What you will do
For each entry below, output it exactly as it stands.

Input for this task

PR #1221, opened 2019-07-05
Simplify/merge save and load methods

bhancock8:
Removes redundant save/load methods, keeping save() and load() and dropping the *_state_dict() versions of these. Note, however, that save()/load() do what they do by working with the state dicts.

**Test plan**
- Current tests pass.
- New tests for save/load are in the follow-up PR #1222 (they require some of the pieces that that PR introduces).

### DIFF
--- a/snorkel/classification/models/advanced/advanced_classifier.py
+++ b/snorkel/classification/models/advanced/advanced_classifier.py
@@ -332,69 +332,28 @@ class AdvancedClassifier(nn.Module):
 
         return metric_score_dict
 
-    def save(self, model_path: str) -> None:
-        """Save the current model
-        :param model_path: Saved model path.
-        :type model_path: str
-        """
-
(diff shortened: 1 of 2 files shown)


snorkel/classification/models/advanced/advanced_classifier.py
```diff
@@ -332,69 +332,28 @@ def score(self, dataloaders: List[ClassifierDataLoader]) -> Dict[str, float]:
...
         return metric_score_dict
 
-    def save(self, model_path: str) -> None:
-        """Save the current model
-        :param model_path: Saved model path.
-        :type model_path: str
-        """
-
-        # Check existence of model saving directory and create if does not exist.
+    def save(self, model_path: str):
```
ajratner: Why are we dropping the docstring and output typing here?

bhancock8:
Subsumed by #1234

PR #1222, opened 2019-07-05
Merge SimpleClassifier and AdvancedClassifier

bhancock8:
After some thought, it's just too confusing having multiple Classifier classes offered by our repo, especially when we'd like to rely more on third party integrations. Instead of creating a separate SimpleClassifier class, there is now an option to instantiate an AdvancedClassifier with a one-liner, such as:
```
model = AdvancedClassifier.from_modules([nn.Linear(2,4), nn.Linear(4,2)])
```
This should only be used in cases where certain criteria are met (it's a single task, the data has a single field, etc.) but these conditions are clearly laid out in the docstring for that method. In a follow-up PR once this is merged, I'll fix the directory structure (no need for an `advanced/` directory anymore). 

For our Classifier strategy moving forward, I propose:
- most of our tutorials use other 3rd party tools with simple interfaces (such as Ludwig) and our general recommendation will be to use those.
- The only Classifier in our repo will be the current `AdvancedClassifier`, which I propose we rename as `TaskFlowClassifier`, and we can use that for the slicing and MTL tutorials (situations where the user needs fine-grained control over exactly what fields from what tasks flow through the network in what order).
- Then ideally down the road we're able to find ways to support even these workflows with other tools and the hold `classifier` can just contain wrappers and integration tools for working with other libraries.


snorkel/classification/models/__init__.py
```diff
@@ -1,2 +1 @@
 from .advanced import AdvancedClassifier, Operation, Task  # noqa: F401
```
ajratner: `AdvancedClassifier` is a bad name here- it doesn't mean anything, and even more so when there's no `SimpleClassifier`.  So I think this needs to be changed in this PR.  As for alternatives- `TaskFlowClassifier` also sounds a bit wonky to me.  I don't think "task flow" will mean anything to anyone other than a few people in the lab...

More broadly than just naming: I am still a little confused as to why we don't just have `SingleTaskClassifier` (perhaps shortened or aliased to `Classifier`) and `MultiTaskClassifier`?  This is a straightforward distinction that anyone will understand and seems cleaner

snorkel/classification/models/advanced/advanced_classifier.py
```diff
@@ -357,3 +360,77 @@ def load(self, model_path: str):
...
+        """Instantiates a simple AdvancedClassifier from `Module`s instead of `Task`s
+        This is intended as a convenience method for quickly creating an
+        AdvancedClassifier in certain situations where many defaults can be inferred.
+        Only use this method of instantiation if all of the following properties apply:
+        - Your problem has only one task
+            - That task name is the only key in dataloader.task_to_label_dict
+        - Your data has only one field
+            - The `data_name` you pass here and that field name in the X_dict match
+        - Your architecture is a simple sequential path using each Module exactly once
+        - You don't require passing any custom metric functions to the Scorer
```
ajratner: Even after reading this doc string I have no idea what's going on here, when this method is applicable, how to use it... way to complex for a simple single task classifier.

Of course, I haven't reviewed this new MTL architecture- but that's *exactly* why I think my take is valuable here. Because if it takes intense insider knowledge of some MTL model "task flow" thing to understand how to use a basic single task classifier class in our framework, then we're done- no one's going to use it.

bhancock8:
Yep, conversation required. There are just a lot of interconnected decisions here; will be much easier to discuss in person.

bhancock8:
Subsumed by #1234

PR #1227, opened 2019-07-06
Simplify and align LF and Mapper interfaces

henryre:
Removes some currently unused fields from LF, adds name to Mapper/TF/Preprocessor to align with LF definition.

**Test plan**
Unit tests

### DIFF
--- a/snorkel/labeling/preprocess/nlp.py
+++ b/snorkel/labeling/preprocess/nlp.py
@@ -39,7 +39,8 @@ class SpacyPreprocessor(Preprocessor):
         language: str = EN_CORE_WEB_SM,
         disable: List[str] = DEFAULT_DISABLE,
     ) -> None:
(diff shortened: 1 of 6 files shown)


snorkel/labeling/preprocess/nlp.py
```diff
@@ -39,7 +39,8 @@ def __init__(
         language: str = EN_CORE_WEB_SM,
         disable: List[str] = DEFAULT_DISABLE,
     ) -> None:
-        super().__init__(dict(text=text_field), dict(doc=doc_field))
+        name = type(self).__name__
```
ajratner: Why not just set this as the default for `name`?

henryre: You mean allow people to pass in their own name with this as the default if None is passed in?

Response box
PR #1221, opened 2019-07-05
Simplify/merge save and load methods

bhancock8:
Removes redundant save/load methods, keeping save() and load() and dropping the *_state_dict() versions of these. Note, however, that save()/load() do what they do by working with the state dicts.

**Test plan**
- Current tests pass.
- New tests for save/load are in the follow-up PR #1222 (they require some of the pieces that that PR introduces).

### DIFF
--- a/snorkel/classification/models/advanced/advanced_classifier.py
+++ b/snorkel/classification/models/advanced/advanced_classifier.py
@@ -332,69 +332,28 @@ class AdvancedClassifier(nn.Module):
 
         return metric_score_dict
 
-    def save(self, model_path: str) -> None:
-        """Save the current model
-        :param model_path: Saved model path.
-        :type model_path: str
-        """
-
(diff shortened: 1 of 2 files shown)


snorkel/classification/models/advanced/advanced_classifier.py
```diff
@@ -332,69 +332,28 @@ def score(self, dataloaders: List[ClassifierDataLoader]) -> Dict[str, float]:
...
         return metric_score_dict
 
-    def save(self, model_path: str) -> None:
-        """Save the current model
-        :param model_path: Saved model path.
-        :type model_path: str
-        """
-
-        # Check existence of model saving directory and create if does not exist.
+    def save(self, model_path: str):
```
ajratner: Why are we dropping the docstring and output typing here?

bhancock8:
Subsumed by #1234

PR #1222, opened 2019-07-05
Merge SimpleClassifier and AdvancedClassifier

bhancock8:
After some thought, it's just too confusing having multiple Classifier classes offered by our repo, especially when we'd like to rely more on third party integrations. Instead of creating a separate SimpleClassifier class, there is now an option to instantiate an AdvancedClassifier with a one-liner, such as:
```
model = AdvancedClassifier.from_modules([nn.Linear(2,4), nn.Linear(4,2)])
```
This should only be used in cases where certain criteria are met (it's a single task, the data has a single field, etc.) but these conditions are clearly laid out in the docstring for that method. In a follow-up PR once this is merged, I'll fix the directory structure (no need for an `advanced/` directory anymore). 

For our Classifier strategy moving forward, I propose:
- most of our tutorials use other 3rd party tools with simple interfaces (such as Ludwig) and our general recommendation will be to use those.
- The only Classifier in our repo will be the current `AdvancedClassifier`, which I propose we rename as `TaskFlowClassifier`, and we can use that for the slicing and MTL tutorials (situations where the user needs fine-grained control over exactly what fields from what tasks flow through the network in what order).
- Then ideally down the road we're able to find ways to support even these workflows with other tools and the hold `classifier` can just contain wrappers and integration tools for working with other libraries.


snorkel/classification/models/__init__.py
```diff
@@ -1,2 +1 @@
 from .advanced import AdvancedClassifier, Operation, Task  # noqa: F401
```
ajratner: `AdvancedClassifier` is a bad name here- it doesn't mean anything, and even more so when there's no `SimpleClassifier`.  So I think this needs to be changed in this PR.  As for alternatives- `TaskFlowClassifier` also sounds a bit wonky to me.  I don't think "task flow" will mean anything to anyone other than a few people in the lab...

More broadly than just naming: I am still a little confused as to why we don't just have `SingleTaskClassifier` (perhaps shortened or aliased to `Classifier`) and `MultiTaskClassifier`?  This is a straightforward distinction that anyone will understand and seems cleaner

snorkel/classification/models/advanced/advanced_classifier.py
```diff
@@ -357,3 +360,77 @@ def load(self, model_path: str):
...
+        """Instantiates a simple AdvancedClassifier from `Module`s instead of `Task`s
+        This is intended as a convenience method for quickly creating an
+        AdvancedClassifier in certain situations where many defaults can be inferred.
+        Only use this method of instantiation if all of the following properties apply:
+        - Your problem has only one task
+            - That task name is the only key in dataloader.task_to_label_dict
+        - Your data has only one field
+            - The `data_name` you pass here and that field name in the X_dict match
+        - Your architecture is a simple sequential path using each Module exactly once
+        - You don't require passing any custom metric functions to the Scorer
```
ajratner: Even after reading this doc string I have no idea what's going on here, when this method is applicable, how to use it... way to complex for a simple single task classifier.

Of course, I haven't reviewed this new MTL architecture- but that's *exactly* why I think my take is valuable here. Because if it takes intense insider knowledge of some MTL model "task flow" thing to understand how to use a basic single task classifier class in our framework, then we're done- no one's going to use it.

bhancock8:
Yep, conversation required. There are just a lot of interconnected decisions here; will be much easier to discuss in person.

bhancock8:
Subsumed by #1234

PR #1227, opened 2019-07-06
Simplify and align LF and Mapper interfaces

henryre:
Removes some currently unused fields from LF, adds name to Mapper/TF/Preprocessor to align with LF definition.

**Test plan**
Unit tests

### DIFF
--- a/snorkel/labeling/preprocess/nlp.py
+++ b/snorkel/labeling/preprocess/nlp.py
@@ -39,7 +39,8 @@ class SpacyPreprocessor(Preprocessor):
         language: str = EN_CORE_WEB_SM,
         disable: List[str] = DEFAULT_DISABLE,
     ) -> None:
(diff shortened: 1 of 6 files shown)


snorkel/labeling/preprocess/nlp.py
```diff
@@ -39,7 +39,8 @@ def __init__(
         language: str = EN_CORE_WEB_SM,
         disable: List[str] = DEFAULT_DISABLE,
     ) -> None:
-        super().__init__(dict(text=text_field), dict(doc=doc_field))
+        name = type(self).__name__
```
ajratner: Why not just set this as the default for `name`?

henryre: You mean allow people to pass in their own name with this as the default if None is passed in?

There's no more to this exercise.